** Available data **
PR #292, opened 2023-12-19
Allow platform to choose Signer Identifier and Cert validity

### LINKED ISSUE #280: Fix IssuerAndSerialNumber in CMS Content message
From @jhand2: "I looked more into PKCS7 and I do think we are using IssuerAndSerialNumber wrong. The purpose of that field is to identify who signed the CMS message. They way IssuerAndSerialNumber identifies that signer is by (1) who issuer the signer's certificate and (2) what serial number that issuer have to the signer. Because SerialNumbers are supposed to be unique under a given CA.
This is a bit annoying, because now not only does DPE need to know the issuer's name, but it also needs to know the issuer's issuer.

The alternative is we could also use SubjectKeyIdentifier. But this does have the additional constraint that we would be requiring the signer to use the SubjectKeyIdentifier extension in their cert.
"

### LINKED ISSUE #291: Let platform choose cert validity
The platform should be able to provide the validto/validfrom fields in the DPE leaf cert

sree-revoori1:
fixes #291 
fixes #280

### DIFF
--- a/platform/src/default.rs
+++ b/platform/src/default.rs
@@ -1,6 +1,7 @@
 // Licensed under the Apache-2.0 license
 
-use crate::{Platform, PlatformError, MAX_CHUNK_SIZE, MAX_SN_SIZE};
+use crate::{CertValidity, Platform, PlatformError, SignerIdentifier, MAX_CHUNK_SIZE};
+use arrayvec::ArrayVec;
 use cfg_if::cfg_if;
 use core::cmp::min;
 
@@ -9,6 +10,8 @@ pub struct DefaultPlatform;
 pub const AUTO_INIT_LOCALITY: u32 = 0;
 pub const VENDOR_ID: u32 = 0;
 pub const VENDOR_SKU: u32 = 0;
+pub const NOT_BEFORE: &str = "20230227000000Z";
+pub const NOT_AFTER: &str = "99991231235959Z";
 
 // Run ./generate.sh to generate all test certs and test private keys
 #[cfg(feature = "dpe_profile_p256_sha256")]
@@ -33,7 +36,7 @@ cfg_if! {
                 pub fn parse_issuer_name() -> Vec<u8> {
                     X509::from_pem(TEST_CERT_PEM)
                         .unwrap()
-                        .subject_name()
+                        .issuer_name()
                         .to_der()
                         .unwrap()
                 }
@@ -60,7 +63,7 @@ cfg_if! {
                     Certificate::from_pem(TEST_CERT_PEM)
                         .unwrap()
                         .tbs_certificate
-                        .subject
+                        .issuer
                         .to_der()
                         .unwrap()
                 }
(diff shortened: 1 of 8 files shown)


platform/src/default.rs
```diff
@@ -134,4 +143,10 @@ impl Platform for DefaultPlatform {
         print!("{str}");
         Ok(())
     }
+
+    fn get_cert_validity(&mut self) -> Result<(&str, &str), PlatformError> {
+        let not_before = "20230227000000Z";
+        let not_after = "99991231235959Z";
```
jhand2, line 149: nit: Would be more clear to make these constants at the top of the Platform impl

platform/src/lib.rs
```diff
@@ -65,11 +73,15 @@ pub trait Platform {
...
     fn get_issuer_name(&mut self, out: &mut [u8; MAX_CHUNK_SIZE]) -> Result<usize, PlatformError>;
 
-    /// Retrives the issuer's Serial Number
+    /// Retrieves a CMS Content Info's signer identifier
     ///
-    /// The issuer serial number is a big-endian integer which is at-most 20
-    /// bytes. It must adhere to all the requirements of an ASN.1 integer.
-    fn get_issuer_sn(&mut self, out: &mut [u8; MAX_SN_SIZE]) -> Result<usize, PlatformError>;
+    /// This function can simply return an error if the DPE does not support CSRs
+    fn get_signer_identifier<'a>(
```
jhand2, line 79: nit: Can you explain in the comment that the platform can choose either SubjectKeyIdentifier or IssuerAndSerialNumber

platform/src/lib.rs
```diff
@@ -16,6 +16,14 @@ pub mod printer;
...
 pub const MAX_SN_SIZE: usize = 20;
 
+pub enum SignerIdentifier<'a> {
+    IssuerAndSerialNumber {
+        issuer_name: &'a [u8],
+        serial_number: &'a [u8],
+    },
+    SubjectKeyIdentifier(&'a [u8]),
+}
+
```
jhand2, line 26: If you make all the values here ArrayVecs, you can simplify the `get_signer_identifier` function signature a bit. Either way, I think the values will get copied into fixed-size temporary stack buffers.

platform/src/default.rs
```diff
@@ -109,13 +109,22 @@ impl Platform for DefaultPlatform {
...
     }
 
-    fn get_issuer_sn(&mut self, out: &mut [u8; MAX_SN_SIZE]) -> Result<usize, PlatformError> {
+    fn get_signer_identifier<'a>(
+        &'a mut self,
+        issuer_name: &'a mut [u8; MAX_CHUNK_SIZE],
+        serial_number: &'a mut [u8; MAX_SN_SIZE],
+        _subject_key_identifier: &'a mut [u8; MAX_CHUNK_SIZE],
+    ) -> Result<SignerIdentifier, PlatformError> {
+        let issuer_len = self.get_issuer_name(issuer_name)?;
```
jhand2, line 118: Take the cert chain `Root CA -> Intermediate -> Wrapped CSR`. For IssuerAndSerialNumber,

1. Issuer Name should be the the issuer name from `Intermediate`. So the `CA` subject name.
2. Serial number should be `Intermdiate` serial number (which is correct here).

(1) is only correct here because `Root` and `Intermediate` are the same cert in this case (self-signed). For clarity we should probably pull the Issuer Name from the signer (whereas in `get_issuer_name` we get `subject_name` from the issuer.

platform/src/lib.rs
```diff
@@ -78,4 +90,12 @@ pub trait Platform {
...
 
     fn write_str(&mut self, str: &str) -> Result<(), PlatformError>;
+
+    /// Retrieves the DPE certificate's validity period
+    ///
+    /// Each output string should represent a valid ISO 8601 date and time
+    /// in the yyyyMMddHHmmss format followed by a timezone.
+    ///
+    /// Example: 99991231235959Z is December 31st, 9999 23:59:59 UTC
+    fn get_cert_validity(&mut self) -> Result<(&str, &str), PlatformError>;
```
jhand2, line 100: nit: It might be fore clear to return a struct

```rust
struct CertValidity<'a> {
  valid_from: &'a str,
  valid_to: &'a str,
};
```

platform/src/lib.rs
sree-revoori1: Done

platform/src/default.rs
sree-revoori1: Done

platform/src/lib.rs
sree-revoori1: Done

platform/src/lib.rs
sree-revoori1: Done

platform/src/default.rs

jhand2 (commented):
Looks good! Does the verification test succeed now if you remove this? 
https://github.com/chipsalliance/caliptra-dpe/blob/2e4110b0efcd39d08afd8536ee956b15ca004021/verification/testing/certifyKey.go#L173-L178

sree-revoori1:
> Looks good! Does the verification test succeed now if you remove this?
> 
> https://github.com/chipsalliance/caliptra-dpe/blob/2e4110b0efcd39d08afd8536ee956b15ca004021/verification/testing/certifyKey.go#L173-L178

Yes, it passes now.

jhand2 (approved):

** Exercise brief **
Go through the material above and report each line containing "signed".

** Response area **
From @jhand2: "I looked more into PKCS7 and I do think we are using IssuerAndSerialNumber wrong. The purpose of that field is to identify who signed the CMS message. They way IssuerAndSerialNumber identifies that signer is by (1) who issuer the signer's certificate and (2) what serial number that issuer have to the signer. Because SerialNumbers are supposed to be unique under a given CA.
(1) is only correct here because `Root` and `Intermediate` are the same cert in this case (self-signed). For clarity we should probably pull the Issuer Name from the signer (whereas in `get_issuer_name` we get `subject_name` from the issuer.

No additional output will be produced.